Jiyeon onu duvara kıstırmış çocuğun sesini tanıyınca öfkeyle onu itti. "Dikkat çekeceğimi biliyorduk. Bir kaç güne kabullenirler o olmadığımı. Sen hareketlerine dikkat et sersem." Jiyeon tam çıkacakken çocuk tekrar kolunu tuttu. "Ne zamana kadar böyle davranacaksın?!" Çocuğun sesi tüm amfide yankılanmıştı. Jiyeon diğer eliyle onun elini tutup itti ve amfiden çıkıp gitti. Sınıfa girdiğinde ona bakan kişileri umursamadan sırasına oturdu ancak yanındaki az önce arka bahçede kavga ettiği çocuğu görünce gözlerini ona dikti. "Rian sıra arkadaşım ne hoş." Dedi çocuk gülerek Jiyeon'sa küçümser bir şekilde güldü. "Sana okuma yazma öğretmemişler ne hoş." Haesung ne yapacağını bilemeyerek onları izliyordu. Yanına oturan MyungSoo ile yine dikkati dağılmış ve gözleri kalp fırlatmaya başlamıştı. MyungSoo rahatsız olduğunu göstermek için kıpırdansada Haesung onu izlemeye devam etti. MyungSoo sonunda ona döndü. "Ya kızım baka baka eskittin yeter." Haesung bu ani çıkışla şaşırsada belli etmemeye çalıştı. "Sana ne bakıcam ya sevgilim var benim." "Onun yanına git o zaman!" Jiyeon ve Haesung aynı anda ayağa kalktı. Jiyeon Haesung'a küçümseyerek baktıktan sonra elindeki ufak çantayı onun kalktığı sıraya attı. Sınıftakiler şaşkınlıkla onları izlerken Haesung ve Jiyeon yer değiştimişti bile.

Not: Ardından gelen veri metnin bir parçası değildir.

PR #41177, opened 2025-12-09
chore: use simplified support form for platform orgs

kevcodez:


joshenlim (approved):
Verified changes locally!

PR #41179, opened 2025-12-09
chore(studio): improve projects presentation

dnywh:

UI improvements. Resolves DEPR-269.

Viewing projects as a list (not cards) reveals:

- Full-height table despite most people having only a handful of projects and our pagination handling not using this style elsewhere (e.g buckets)
- Double border between `TableHeader` and `TableBody`
- Clipped top edge of the `TableHeader`
- Minor UI rough edges like project status presentation

## What is the new behavior?

Fixes to all of the above including:

- Removal of full-height table container which also fixes the clipping issue
- Removal of duplicate loading state which also fixes the double border
- Polish on table presentation including consistent typography
- Polish on integrations such as Vercel and GitHub
- Polish on project status presentation

| Before | After |
| --- | --- |
| Supabase | Supabase |
|  Supabase | Supabase |
| Supabase | Supabase |

## Summary by CodeRabbit

* **New Features**
  * Empty states now render contextually inside table cells and support customizable labels/descriptions and reset actions.
  * Infinite-scroll "Load more" placeholders added for both card and table views.

* **UI**
  * Project cards and table rows updated to a stacked title layout with refreshed integration badges and tighter spacing.
  * Table headers animate color when no-results are shown.

* **Documentation**
  * Docs expanded to describe NoFilterResults and NoSearchResults patterns.

* **Refactor**
  * Badge component updated to support forwarded refs.


apps/studio/components/interfaces/Home/ProjectList/EmptyStates.tsx
```diff
@@ -39,33 +39,36 @@ export const Header = () => {
 export const NoFilterResults = ({
   filterStatus,
   resetFilterStatus,
+  withinTableCell = false,
   className,
 }: {
   filterStatus: string[]
   resetFilterStatus?: () => void
+  withinTableCell?: boolean
```
dnywh: Matching `NoSearchResults`. I wonder if we should combine these two.

apps/studio/components/ui/NoSearchResults.tsx
```diff
@@ -2,26 +2,29 @@ import { Button, cn } from 'ui'
...
 export interface NoSearchResultsProps {
   searchString: string
+  withinTableCell?: boolean
   onResetFilter?: () => void
   className?: string
 }
 
 export const NoSearchResults = ({
   searchString,
+  withinTableCell = false,
```
dnywh, line 14: Otherwise we are constantly a bunch of classes via `className` whenever this component is used inside. table. This way we can simply render those classes when it is “standalone”.

I think a clearer prop would be the inverse of how I’ve done it: `standalone={true}`. But this is a move towards that without needing to touch all 15 instances.

apps/design-system/content/docs/ui-patterns/empty-states.mdx
```diff
@@ -42,6 +42,11 @@ A [Table](../components/table) instance with zero results should display a singl
 
 <ComponentPreview name="empty-state-zero-items-table" peekCode wide />
 
+Studio contains two pre-built components to handle these cases consistently:
+
+- NoFilterResults
+- NoSearchResults
+
```
dnywh, line 49: I only discovered these two today despite having done a bunch of equivalents manually for a while. Even though these two aren’t shared components, I think they are worth mentioning in the design system so others (and LLMs) know they exist.

apps/studio/components/interfaces/Home/ProjectList/ProjectList.tsx
```diff
@@ -105,6 +95,8 @@ export const ProjectList = ({ organization: organization_, rewriteHref }: Projec
   const noResultsFromStatusFilter =
     filterStatus.length > 0 && isSuccessProjects && orgProjects.length === 0
 
+  const noResults = noResultsFromStatusFilter || noResultsFromSearch
```
dnywh, line 91: Useful for below check on `TableHead` instances

apps/studio/components/interfaces/Home/ProjectList/ProjectList.tsx
```diff
@@ -161,35 +153,40 @@ export const ProjectList = ({ organization: organization_, rewriteHref }: Projec
...
+              <TableHead className={noResults && 'text-foreground-muted'}>
+                Created
+              </TableHead>
             </TableRow>
           </TableHeader>
           <TableBody>
             {noResultsFromStatusFilter ? (
-              <TableRow>
-                <TableCell colSpan={5} className="p-0">
+              <TableRow className="[&>td]:hover:bg-inherit">
```
dnywh, line 155: Prevent a hover state if there are no actual rows, as per [design system](https://supabase-design-system.vercel.app/design-system/docs/ui-patterns/empty-states#zero-results).

dnywh: Would be cool to systemise this somehow.

apps/studio/components/interfaces/Home/ProjectList/ProjectTableRow.tsx
dnywh, line 1: Match nicer styling set out in `ProjectCard`.

apps/studio/components/ui/ComputeBadgeWrapper.tsx
```diff
@@ -79,7 +79,7 @@ export const ComputeBadgeWrapper = ({
   return (
     <HoverCard onOpenChange={() => setOpenState(!open)} openDelay={280}>
       <HoverCardTrigger asChild className="group" onClick={(e) => e.stopPropagation()}>
-        <div>
+        <div className="flex items-center">
```
dnywh, line 82: Required in order to remove random margins. See prod for extraneous `mt-6` on this instance because of lack of sizing information.

apps/studio/pages/org/[slug]/index.tsx
```diff
@@ -20,17 +21,24 @@ const ProjectsPage: NextPageWithLayout = () => {
...
+                Set up multi-factor authentication (MFA) on your account to access this
+                organization’s projects.
+              </>
+            }
+            actions={
+              <Button asChild type="default">
+                <Link href="/account/security">Set up MFA</Link>
+              </Button>
+            }
+          />
```
Comment (dnywh) [inline apps/studio/pages/org/[slug]/index.tsx:40]: Slightly nicer Admonition presentation and copy.

apps/studio/pages/org/[slug]/index.tsx
```diff
@@ -20,17 +21,24 @@ const ProjectsPage: NextPageWithLayout = () => {
...
         ) : (
-          // [Joshen] Very odd, but the h-px here is required for ProjectList to have a max
-          // height based on the remaining space that it can grow to
-          <div className="flex flex-col gap-y-4 flex-grow h-px">
```
Comment (dnywh) [inline apps/studio/pages/org/[slug]/index.tsx:33]: Removing this fixes:

- Clipping on top of card
- Full-height project table list

Was that last one intentional @joshenlim? If so, are you happy to go back to a table that is only as big as its contents? It’s the pattern we’ve reverted to elsewhere, like on file buckets.

packages/ui/src/components/shadcn/ui/badge.tsx
```diff
@@ -28,12 +28,16 @@ export interface BadgeProps
...
     VariantProps<typeof badgeVariants> {}
 
-function Badge({ className, variant = 'default', children, ...props }: BadgeProps) {
-  return (
-    <div className={cn(badgeVariants({ variant }), className)} {...props}>
-      {children}
-    </div>
-  )
-}
+// Forward refs in order to allow tooltips to be applied to the badge
```
dnywh, line 31: As it says in the comment. In other words:

I couldn’t use Badge `aschild` in a Tooltip without this. The alternative is to wrap `Badge` in a `span` but that felt messy.

apps/studio/components/interfaces/Home/ProjectList/EmptyStates.tsx
joshenlim: makes sense i think! can extend NoSearchResults to handle custom text

apps/studio/components/interfaces/Home/ProjectList/ProjectList.tsx
```diff
@@ -159,38 +138,38 @@ export const ProjectList = ({ organization: organization_, rewriteHref }: Projec
...
-              <TableHead>Status</TableHead>
-              <TableHead>Compute</TableHead>
-              <TableHead>Region</TableHead>
-              <TableHead>Created</TableHead>
-            </TableRow>
-            <TableRow className="!border-b-0">
-              <TableCell colSpan={5} className="p-0">
-                <LoadingLine loading={isFetching} />
-              </TableCell>
+              <TableHead className={cn(noResults && 'text-foreground-muted')}>Project</TableHead>
```
joshenlim, line 146: very nice touch ✨

joshenlim (approved):
Verified changes locally - double checked load more behaviour too

apps/studio/components/interfaces/Home/ProjectList/ProjectList.tsx
dnywh: Thanks!

kemaldotearth (approved):
YES, YES & YES.

PR #41180, opened 2025-12-09
Use timestamp info for api keys last used

joshenlim:
## Context

Came across the API keys page and realised this can be improved slightly.

- Update column "Last seen" to "Last used"
- Show a loader when loading last used data
- Use `TimestampInfo` component to render Last used value

## To test

I don't really have usage data on staging/local to test this though, but I did hardcode data locally to test if that's an option
Can hardcode the value returned from `useLastSeen` in `SecretAPIKeys.tsx` to return for e.g 
```{hash: the API key's hash value, timestamp: 1765206756196 }```

Once changes are through though, we can test on the Misc Use prod project


alaister (approved):
LGTM!

- Tested on preview

PR #41183, opened 2025-12-09
fix(ui): update Slider component

fsansalvadore:
Update Slider to support double knobs for `min` and `max` range.

Screenshot 2025-12-09 at 09 40 45


kemaldotearth (approved):
:shipit:

PR #41199, opened 2025-12-09
feat(auth): improved user search

fadymak:
Improved user search is only shown when a user has opted-in and the indexes have successfully been created (see https://github.com/supabase/supabase/pull/40955).

Changes when improved user search is **enabled**:

1. Default to `created_at desc` sorting on page load (uses `idx_users_created_at_desc` index)
2. Remove the `Unified search` option from the sort by dropdown
3. Introduce searching on the `raw_user_metadata.name` column (uses `idx_users_name` index)
4. Simplified generated SQL query to leverage the new indexes better
    - User ID search is always treated as an exact match search (using btree index) e.g. `= 'UUID'`
    - Email searches will always use a range search (using btree index) for exact and prefix searches + ordering
    - Phone searches will always use a range search (using btree index) e.g. `>= 123 AND < 124`
    - Name will now only perform a range search on `raw_user_metadata.name` using btree index instead of multiple metadata fields (e.g. `display_name`, `full_name`, etc)
5. Use cursor-based pagination instead of offset-limit

Changes that apply regardless of improved user search:

1. Fixed phone number queries to not include leading `+` as phone numbers are stored without it in the database

Screenshot 2025-12-09 at 17 04 22
Screenshot 2025-12-09 at 17 04 05

## Summary by CodeRabbit

* **New Features**
  * Optional "improved search" opt‑in with a Name filter option
  * Cursor‑based pagination for faster, more accurate search results
  * Search input placeholder and filter dropdown adapt to improved search state
  * Opt‑in and progress UI for enabling enhanced search indexes

* **Bug Fixes**
  * More reliable user display name resolution from metadata

* **Chores**
  * Default user sort order updated to created_at:desc


apps/studio/components/interfaces/Auth/Users/UsersV2.tsx
```diff
@@ -195,6 +199,75 @@ export const UsersV2 = () => {
   const totalUsers = totalUsersCountData?.count ?? 0
   const isCountWithinThresholdForSortBy = totalUsers <= SORT_BY_VALUE_COUNT_THRESHOLD
 
+  const isImprovedUserSearchFlagEnabled = useFlag('improvedUserSearch')
```
fadymak, line 205: This section is existing code that was reordered to use the query results in dependencies.

hf (approved):

ivasilov (approved):

hf (approved):

packages/pg-meta/src/sql/studio/get-users-paginated.ts
```diff
@@ -139,3 +164,151 @@ from
...
+  const sortOrder = order ?? 'desc'
+
+  // Cursor-based pagination: fetch rows after the cursor position
+  if (cursor) {
+    const operator = sortOrder === 'desc' ? '<' : '>'
+    // When sorting by id, no need for a composite cursor since id is already unique
+    if (sortOn === 'id') {
+      conditions.push(`id ${operator} '${cursor.id}'::uuid`)
+    } else {
+      conditions.push(`("${sortOn}", id) ${operator} ('${cursor.sort}', '${cursor.id}'::uuid)`)
```
avallete, line 260: **nitpick**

Jiyeon gülen Myungsoo'ya ölümcül bakışlarını attı. "Ne var neye gülüyorsun?" "Yanıma oturmak istemeyen kişi çantasını kızın kalktığı yere öyle bir atış yaptıki tüm sınıf şaşırdı." Jiyeon onu umursamadan önüne dönüp başını sıraya koyarak gözlerini kapadı. Myungsoo ise gülmeye devam etti.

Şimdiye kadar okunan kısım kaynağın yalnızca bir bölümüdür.